An expert panel advising the World Health Organization on possible therapeutics that could be tested or used in this outbreak — occurring in the northeastern part of the Democratic Republic of the Congo and neighboring Uganda — deemed MBP-134 one of the products to be prioritized for testing.
“MBP-134 … represents a promising option for treatment at a single dose,” the technical advisory group said in a statement issued last week.
An HHS spokesperson, communicating by email with STAT on the condition their name not be used, said BARDA is coordinating a shipment of monoclonal antibodies “for potential use in high-risk Americans exposed to the virus.” The individual said the therapy would be used under the Food and Drug Administration’s “investigational use mechanisms,” which allow emergency utilization of treatments that haven’t yet been licensed.
The email from the HHS official did not say where the monoclonal antibodies were being shipped, but the U.S. government has been building a quarantine station in Kenya for Americans who have had exposure to Ebola. The 50-bed facility is also going to have high-containment beds for initial treatment of anyone who becomes ill.

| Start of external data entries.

PR #930, opened 2021-03-09
Regenerate JSON test files

alcaeus:
This commit regenerates syncs JSON test files to avoid errors during CI runs. The process was as follows:
* Re-generate all automatically regenerated test files:
```
python3 ./source/server-discovery-and-monitoring/tests/errors/generate-error-tests.py
python3 ./source/client-side-encryption/etc/generate-corpus.py ./source/client-side-encryption/corpus
python3 ./source/client-side-encryption/etc/generate-test.py ./source/client-side-encryption/etc/test-templates/*.template ./source/client-side-encryption/tests
```
* Touch all YAML files to force regeneration of JSON files:
```
find . -iname '*.yml' | xargs touch
```
* Run make to regenerate all files:
```
cd source && make
```

During this process, I found that a usage of `$$unsetOrMatches` was inconsistent between JSON and YAML files. I've cleaned up this issue in a separate commit.

@benjirewis looks like a chunk of the diff is due to different indentation levels. Did you by chance write the JSON files yourself or were those generated from YAML?


benjirewis (approved):
Thanks for syncing everything! Yes, I did write the JSON myself instead of generating it from YAML; so that's why the indentation is totally off 🤦 . Will just generate from YAML in the future haha.

PR #931, opened 2021-03-09
DRIVERS-1591 clarify comparison behaviour for version strings

alcaeus:
DRIVERS-1591

### DIFF
--- a/source/unified-test-format/unified-test-format.rst
+++ b/source/unified-test-format/unified-test-format.rst
@@ -479,9 +479,9 @@ The structure of this object is as follows:
 
     Test files SHOULD NOT use this option unless one or more command monitoring
     events are specified in `observeEvents <entity_client_observeEvents_>`_.
-    
+
   .. _entity_client_storeEventsAsEntities:
-  
+
   - ``storeEventsAsEntities``: Optional array of one or more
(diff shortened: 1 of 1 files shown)


source/unified-test-format/unified-test-format.rst
```diff
@@ -1044,6 +1044,12 @@ non-negative integer:
 - ``<major>.<minor>`` (``<patch>`` is assumed to be zero)
 - ``<major>`` (``<minor>`` and ``<patch>`` are assumed to be zero)
 
+Any component other than ``major``, ``minor``, and ``patch`` MUST be discarded
```
jyemin, line 1047: Consider whether to be more proscriptive of how the actual server version is obtained.  If the spec says explicitly that it's obtained by taking the first three elements of the `versionArray` field in the `buildInfo` reply, we can avoid any mention of discarding other components.

DmitryLukyanov (approved):
LGTM

source/unified-test-format/unified-test-format.rst
alcaeus: I've expanded the wording to explain how to obtain this information from the `versionArray` field.

jyemin (approved):
LGTM

PR #933, opened 2021-03-18
DRIVERS-1561 Remove skipReason on edc versioned API test

benjirewis:
[DRIVERS-1561](https://jira.mongodb.org/browse/DRIVERS-1561)

Removes skipReason on estimatedDocumentCount test for versioned API. This test was being skipped because the $collStats aggregate pipeline stage was not a part of API version 1, but it was just added in [SERVER-54470](https://jira.mongodb.org/browse/SERVER-54470).


alcaeus (approved):
LGTM! Drivers should be able to make this change right away, as we only test versioned API on latest which by now should include the relevant commit.

PR #936, opened 2021-03-24
Test intended invalid syntax for expectedEventsForClient

jmikola:
These tests previously nested expectEvents within an operation, which was invalid but meant the intended invalid syntax was never tested.

Note: I'm forgoing a DRIVERS ticket here as drivers don't sync these tests. They are only run from the specification repository's CI.

### DIFF
--- a/source/unified-test-format/tests/invalid/expectedEvent-additionalProperties.json
+++ b/source/unified-test-format/tests/invalid/expectedEvent-additionalProperties.json
@@ -11,18 +11,13 @@
   "tests": [
     {
       "description": "foo",
-      "operations": [
+      "operations": [],
+      "expectEvents": [
         {
-          "name": "foo",
-          "object": "client0",
-          "expectEvents": [
+          "client": "client0",
+          "events": [
             {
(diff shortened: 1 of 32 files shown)


source/unified-test-format/tests/invalid/do.php
```diff
@@ -0,0 +1,17 @@
+<?php
```
alcaeus, line 1: Not sure I understand what this file is for. Is this to be used during development? If so, could you add a comment or other way to explain its usage? Also, while I appreciate building the popularity in PHP, I'm not sure if it's going to be the most portable, as I don't expect everybody to have PHP ready (especially with MacOS not shipping PHP by default in the near future).

alcaeus (approved):
LGTM besides the PHP file that seems a little out of place.

source/unified-test-format/tests/invalid/do.php
jmikola: Oops, I didn't mean to add this.

I used this early on to sync descriptions in each file with the filename.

If any Americans develop Ebola, the administration has said it will evacuate them to Europe for care — a plan that has been met with widespread criticism from people who work in public health and from the population of Kenya. Opening of the containment camp, which was supposed to occur on May 29, was halted by a Kenyan court. There have been violent protests in the country in opposition of the plan.
Still, the Trump administration appears intent on proceeding with the containment camp, with Mehmet Oz, administrator of the Centers for Medicare and Medicaid Services, saying earlier this week that officials anticipate they are going to be able to “work out something with Kenya.” The administration has insisted people who have Ebola or are at high risk of having been infected will not be allowed into the United States until they have been cured or have gone through quarantine for the 21-day incubation period.
The administration argues it’s faster to get sick people to high-level care in Europe than to fly them back to the U.S., even though the latter approach was used during the West African Ebola outbreak of 2014-2016 and U.S. taxpayers have spent millions of dollars on a network of high-containment facilities built expressly for this purpose. All but one of the eight repatriated individuals survived.
MappBio was founded in 2003 to develop medical countermeasures for the prevention and treatment of infectious diseases, with a particular focus on unmet needs in global health and biodefense, the company’s website states. It has been working on Ebola monoclonal antibodies for years.
MBP-134 is believed to be a pan-Ebola therapy, able to enhance chances of survival regardless of the species of Ebola infecting people who need treatment. This outbreak is caused by the Bundibugyo ebolavirus; it is only the third time in recorded history that this version of the virus has triggered an outbreak. Testing in primates suggests MBP-134 is effective against Bundibugyo as well as the Zaire and Sudan ebolaviruses.
But only a clinical trial can determine if the therapy works in people. And outbreaks such as this one provide the sole opportunity to conduct that kind of a clinical trial.
The U.S. government has not yet confirmed that it will provide doses of MBP-134 for a clinical trial. At a press conference last week, an administration official acknowledged that a request had been made for supplies of the drug to be used in a clinical trial. The official was non-committal. “We are working to assess the availability and to best identify how to distribute and utilize the courses that we have,” the official said.
However, people planning the clinical trials that will take place in this outbreak are hopeful MBP-134 will be among the treatments tested.
“The partners’ protocol is in front of the Congolese regulatory authorities,” said Armand Sprecher, an emergency physician and a veteran of Ebola outbreak responses who works with Doctors Without Borders. “They’ve got their ethical review done. The folks from the Institute of Tropical Medicine in Antwerp are poking around in Ituri” — the epicenter of the outbreak — “doing site evaluations. All the machinery is in motion.”